*EXTRACTED RECORDS*:
______

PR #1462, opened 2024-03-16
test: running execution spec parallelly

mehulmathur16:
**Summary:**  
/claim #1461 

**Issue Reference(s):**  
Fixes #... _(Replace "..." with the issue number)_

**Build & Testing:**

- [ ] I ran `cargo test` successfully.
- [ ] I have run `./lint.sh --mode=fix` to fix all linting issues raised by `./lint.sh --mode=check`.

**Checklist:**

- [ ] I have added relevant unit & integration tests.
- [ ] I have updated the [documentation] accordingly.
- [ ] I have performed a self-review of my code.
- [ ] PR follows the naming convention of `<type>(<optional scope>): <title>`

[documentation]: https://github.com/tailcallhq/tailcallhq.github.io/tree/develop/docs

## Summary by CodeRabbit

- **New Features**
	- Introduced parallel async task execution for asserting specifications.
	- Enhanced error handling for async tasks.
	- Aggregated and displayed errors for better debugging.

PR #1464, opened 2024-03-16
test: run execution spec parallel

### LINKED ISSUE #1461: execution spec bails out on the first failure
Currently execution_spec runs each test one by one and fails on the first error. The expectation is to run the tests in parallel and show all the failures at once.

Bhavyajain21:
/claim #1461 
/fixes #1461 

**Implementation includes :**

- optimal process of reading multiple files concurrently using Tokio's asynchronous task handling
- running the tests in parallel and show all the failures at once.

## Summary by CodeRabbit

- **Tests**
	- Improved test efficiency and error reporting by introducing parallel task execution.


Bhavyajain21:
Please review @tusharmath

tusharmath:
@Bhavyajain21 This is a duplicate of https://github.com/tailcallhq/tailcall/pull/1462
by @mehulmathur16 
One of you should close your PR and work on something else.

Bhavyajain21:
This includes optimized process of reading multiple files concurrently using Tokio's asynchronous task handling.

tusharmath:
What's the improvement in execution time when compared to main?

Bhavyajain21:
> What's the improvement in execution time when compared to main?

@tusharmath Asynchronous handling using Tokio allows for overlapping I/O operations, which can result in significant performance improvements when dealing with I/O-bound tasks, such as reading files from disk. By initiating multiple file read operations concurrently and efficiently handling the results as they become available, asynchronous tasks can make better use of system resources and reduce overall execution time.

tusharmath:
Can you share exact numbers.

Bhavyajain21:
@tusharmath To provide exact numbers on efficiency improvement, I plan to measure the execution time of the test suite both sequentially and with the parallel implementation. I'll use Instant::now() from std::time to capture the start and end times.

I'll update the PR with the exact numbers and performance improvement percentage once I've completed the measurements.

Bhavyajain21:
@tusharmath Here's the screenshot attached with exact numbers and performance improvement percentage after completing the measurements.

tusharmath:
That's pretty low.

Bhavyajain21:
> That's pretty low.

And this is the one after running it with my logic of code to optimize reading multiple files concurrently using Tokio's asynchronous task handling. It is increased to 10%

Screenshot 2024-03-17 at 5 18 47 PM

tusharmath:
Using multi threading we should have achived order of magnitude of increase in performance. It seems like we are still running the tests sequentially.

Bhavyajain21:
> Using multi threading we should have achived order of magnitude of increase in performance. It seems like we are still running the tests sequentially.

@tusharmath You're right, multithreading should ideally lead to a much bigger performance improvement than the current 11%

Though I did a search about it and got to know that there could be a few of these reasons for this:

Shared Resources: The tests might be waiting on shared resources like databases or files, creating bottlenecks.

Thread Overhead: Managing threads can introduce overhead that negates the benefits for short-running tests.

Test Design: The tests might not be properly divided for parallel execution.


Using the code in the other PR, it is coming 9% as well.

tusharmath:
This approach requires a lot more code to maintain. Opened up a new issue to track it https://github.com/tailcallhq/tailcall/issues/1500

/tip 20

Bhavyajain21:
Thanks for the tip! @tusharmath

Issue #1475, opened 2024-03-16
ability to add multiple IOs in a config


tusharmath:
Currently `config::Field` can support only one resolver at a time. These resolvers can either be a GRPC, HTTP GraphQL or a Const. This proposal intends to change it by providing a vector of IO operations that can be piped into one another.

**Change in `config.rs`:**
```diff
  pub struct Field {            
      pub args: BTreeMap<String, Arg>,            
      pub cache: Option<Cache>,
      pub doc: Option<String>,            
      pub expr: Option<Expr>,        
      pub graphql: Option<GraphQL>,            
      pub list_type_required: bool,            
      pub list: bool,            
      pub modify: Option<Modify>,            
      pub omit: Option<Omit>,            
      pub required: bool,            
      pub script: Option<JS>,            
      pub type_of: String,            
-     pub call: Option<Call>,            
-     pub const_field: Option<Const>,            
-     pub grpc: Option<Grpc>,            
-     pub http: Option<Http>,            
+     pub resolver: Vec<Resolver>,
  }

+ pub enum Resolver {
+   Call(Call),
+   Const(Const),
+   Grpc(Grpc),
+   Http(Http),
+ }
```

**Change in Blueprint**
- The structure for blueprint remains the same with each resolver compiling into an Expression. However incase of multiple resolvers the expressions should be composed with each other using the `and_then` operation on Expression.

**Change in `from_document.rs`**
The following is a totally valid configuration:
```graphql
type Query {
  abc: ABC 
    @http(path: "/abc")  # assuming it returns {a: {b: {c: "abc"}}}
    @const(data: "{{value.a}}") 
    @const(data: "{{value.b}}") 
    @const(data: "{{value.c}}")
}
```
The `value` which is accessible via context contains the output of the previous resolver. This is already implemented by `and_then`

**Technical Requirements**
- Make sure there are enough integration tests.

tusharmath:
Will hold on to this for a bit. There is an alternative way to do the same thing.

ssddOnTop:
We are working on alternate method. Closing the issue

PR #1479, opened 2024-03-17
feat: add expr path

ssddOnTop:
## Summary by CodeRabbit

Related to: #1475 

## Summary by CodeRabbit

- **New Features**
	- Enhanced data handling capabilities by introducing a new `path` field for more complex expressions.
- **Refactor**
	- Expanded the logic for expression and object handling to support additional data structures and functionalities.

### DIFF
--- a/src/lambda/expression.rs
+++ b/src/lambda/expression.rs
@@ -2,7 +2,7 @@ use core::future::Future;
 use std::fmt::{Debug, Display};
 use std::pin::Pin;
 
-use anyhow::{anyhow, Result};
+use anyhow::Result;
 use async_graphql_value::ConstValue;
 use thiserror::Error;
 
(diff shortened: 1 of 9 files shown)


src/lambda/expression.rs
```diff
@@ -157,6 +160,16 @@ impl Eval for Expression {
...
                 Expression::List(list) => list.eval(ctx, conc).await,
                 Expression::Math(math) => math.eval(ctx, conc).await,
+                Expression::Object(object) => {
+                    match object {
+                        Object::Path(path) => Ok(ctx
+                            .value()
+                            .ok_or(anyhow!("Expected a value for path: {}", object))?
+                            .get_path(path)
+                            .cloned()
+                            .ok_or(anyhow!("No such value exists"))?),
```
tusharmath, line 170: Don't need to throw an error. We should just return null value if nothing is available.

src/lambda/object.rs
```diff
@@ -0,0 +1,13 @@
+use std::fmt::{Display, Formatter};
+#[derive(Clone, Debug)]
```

______

*TASK TO COMPLETE*:
Using the data above, count the lines where "each" appears. Reply with the number only.

*SOLUTION TO THIS TASK*:
2